Por decreto de 22 de septiembre de 1826, el vicepresidente Agustín de Eyzaguirre, ordenó otra reorganización del Instituto, nombró rector a Juan Francisco Meneses y dispuso el cese en sus funciones de todos los docentes y empleados y la cancelación de las matrículas de todos los alumnos. Los nuevos nombramientos debían ser propuestos por el rector a la junta de Educación y por ésta al Gobierno cuando ello fuera pertinente; también le correspondía decidir sobre la admisión de los alumnos. Rápidamente fue restablecido el orden en el establecimiento y rigurosamente controlada la realización de los cursos y se impulsó a los profesores a que redactaran sus lecciones a fin de suplir la notoria escasez de libros de textos. Fruto de esto fue una muy interesante producción intelectual, entre la que destaca la publicación de un curso de lógica debido a Juan Egaña. En la materia tradicional de filosofía hubo novedades de contenido por obra del profesor José Miguel Varas, quien publicó sus Lecciones elementales de moral. Andrés Antonio de Gorbea, por otra parte, dio a conocer los progresos de las matemáticas y de la física. A él se debió indiscutiblemente el desarrollo de su enseñanza profesional y universitaria. A través de muchos años le dio una gran solidez, y resultaron bien configuradas las especialidades de la ingeniería.

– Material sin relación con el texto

PR #530, opened 2016-05-06
Changes needed for mediation debugger wire logs

lankavitharana:


modules/core/src/main/java/org/apache/synapse/debug/constructs/SynapseMediationFlowPoint.java
```diff
@@ -64,6 +66,15 @@ public Mediator getMediatorReference() {
         return medRef;
     }
 
+//    public String getMediatorId() {
```
raviu: Shall we remove these comments?

modules/core/src/main/java/org/apache/synapse/mediators/builtin/CalloutMediator.java
```diff
@@ -95,7 +95,8 @@
 
     public boolean mediate(MessageContext synCtx) {
 
-        if (synCtx.getEnvironment().isDebugEnabled()) {
+        if (synCtx.getEnvironment().isDebuggerEnabled()) {
+//            super.setWireLogHolderProperties(synCtx); //todo remove, this needs to be set only in mediators where outgoing messages are present
```
raviu: Remove Comment

PR #570, opened 2016-06-09
Fix for ESBJAVA-4664

isudana:


modules/core/src/main/java/org/apache/synapse/MessageContext.java
```diff
@@ -164,6 +164,15 @@
      */
     public Object getEntry(String key);
 
+
+    /**
+     * Get the value of a property set on the message instance or from the local registry
```
shafreenAnfar: Is it "local registry" or "local entry"

isudana: This is not the local registry space in wso2 products. 
In synapse, we call "local registry" which holds artifacts like local-entries, sequences, etc.

PR #584, opened 2016-06-23
Fixing the https://wso2.org/jira/browse/ESBJAVA-4704

chanakaudaya:
Original Fix was done by @isudana


dkgkim:
what maven version contains this changes? Is 'v2.1.7-wso2v3' version already released?
I think '2.1.7-wso2v3-BETA' version doesn't ..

Los estudios legales siguieron en su insignificancia, pero Meneses logró, en 1828, la efectiva reapertura de la Academia de Leyes y Práctica Forense, con un correcto reglamento, que aseguraba una preparación más apropiada para que los alumnos pudieran optar a la profesión de abogados. La falta de medios impidió el planteamiento deseado de los estudios médicos.

Durante el año 1827 y buena parte de 1828, el Gobierno prestó todo el apoyo posible a la obra que llevaba adelante el rector. Asimismo otorgó toda clase de medios a un establecimiento privado, el Liceo de Chile, que había abierto en Santiago José Joaquín de Mora, el que se había convertido en el ideólogo oficial del grupo pipiolo que gobernaba. La Junta de Educación hizo, lo mismo que el rector, numerosas representaciones al Gobierno molestos por esta situación. A fines de 1828 y principios de 1829 se insistió en la necesidad de fondos a fin de poder aprovechar eventualmente la presencia en Chile de los profesores franceses distinguidos, que habían venido al país en compañía de Pedro Chapuis. Aun el Senado, ante una nueva disposición de ayuda económica al Liceo de Chile, hizo presente al Gobierno que no debía descuidar el Instituto; sin embargo, todo fue en vano. Finalmente, tanto Meneses como los miembros de la junta, renunciaron a sus cargos. Las renuncias fueron aceptadas por decreto de 5 de marzo de 1829. Fue encargado de la dirección del Instituto el vicerrector Blas Reyes.